**EXERCISE**:
Would you copy the line that includes "Resolves #2912" and every line that follows it, down to the last line of the listing below, exactly as they stand?

**RECORD EXCERPTS**:
PR #2943, opened 2022-06-11
Add a public factory method to instantiate ExecutionRequest

### LINKED ISSUE #2912: Open up ExecutionRequest creation for external usage
Currently I'm working on a test engine that delegates work to other test engines.

Everything works great, except I have to use `ExecutionRequest`'s constructor which is marked as internal.

https://github.com/junit-team/junit5/blob/80bf93fd3cb841e76fc017dc759d8ef0df158d49/junit-platform-engine/src/main/java/org/junit/platform/engine/ExecutionRequest.java#L39-L41

So please add a _public_ way to instantiate `ExecutionRequest` or replace it with an interface like `EngineDiscoveryRequest`.

This will make variations of suite engine possible.

The other possibility is to directly test the `TestEngine#execute` method without using an internal API.

juliette-derancourt:
Resolves #2912

### DIFF
--- a/junit-platform-engine/src/main/java/org/junit/platform/engine/ExecutionRequest.java
+++ b/junit-platform-engine/src/main/java/org/junit/platform/engine/ExecutionRequest.java
@@ -53,7 +53,9 @@ public class ExecutionRequest {
 	 * @param configurationParameters {@link ConfigurationParameters} that the
 	 * engine may use to influence test execution
 	 * @return a new {@code ExecutionRequest}; never {@code null}
+	 * @since 1.9
 	 */
+	@API(status = STABLE, since = "1.9")
 	public static ExecutionRequest create(TestDescriptor rootTestDescriptor,
 			EngineExecutionListener engineExecutionListener, ConfigurationParameters configurationParameters) {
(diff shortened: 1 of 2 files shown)


junit-platform-engine/src/main/java/org/junit/platform/engine/ExecutionRequest.java
```diff
@@ -44,6 +44,21 @@ public ExecutionRequest(TestDescriptor rootTestDescriptor, EngineExecutionListen
...
+	 * Factory for creating an execution request.
+	 *
+	 * @param rootTestDescriptor the engine's root {@link TestDescriptor}
+	 * @param engineExecutionListener the {@link EngineExecutionListener} to be
+	 * notified of test execution events
+	 * @param configurationParameters {@link ConfigurationParameters} that the
+	 * engine may use to influence test execution
+	 * @return a new {@code ExecutionRequest}; never {@code null}
+	 */
+	public static ExecutionRequest create(TestDescriptor rootTestDescriptor,
```
sbrannen, line 57: Needs `@since` and `@API` declarations.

**TASK SOLUTION**:
Resolves #2912

### DIFF
--- a/junit-platform-engine/src/main/java/org/junit/platform/engine/ExecutionRequest.java
+++ b/junit-platform-engine/src/main/java/org/junit/platform/engine/ExecutionRequest.java
@@ -53,7 +53,9 @@ public class ExecutionRequest {
 	 * @param configurationParameters {@link ConfigurationParameters} that the
 	 * engine may use to influence test execution
 	 * @return a new {@code ExecutionRequest}; never {@code null}
+	 * @since 1.9
 	 */
+	@API(status = STABLE, since = "1.9")
 	public static ExecutionRequest create(TestDescriptor rootTestDescriptor,
 			EngineExecutionListener engineExecutionListener, ConfigurationParameters configurationParameters) {
(diff shortened: 1 of 2 files shown)


junit-platform-engine/src/main/java/org/junit/platform/engine/ExecutionRequest.java
```diff
@@ -44,6 +44,21 @@ public ExecutionRequest(TestDescriptor rootTestDescriptor, EngineExecutionListen
...
+	 * Factory for creating an execution request.
+	 *
+	 * @param rootTestDescriptor the engine's root {@link TestDescriptor}
+	 * @param engineExecutionListener the {@link EngineExecutionListener} to be
+	 * notified of test execution events
+	 * @param configurationParameters {@link ConfigurationParameters} that the
+	 * engine may use to influence test execution
+	 * @return a new {@code ExecutionRequest}; never {@code null}
+	 */
+	public static ExecutionRequest create(TestDescriptor rootTestDescriptor,
```
sbrannen, line 57: Needs `@since` and `@API` declarations.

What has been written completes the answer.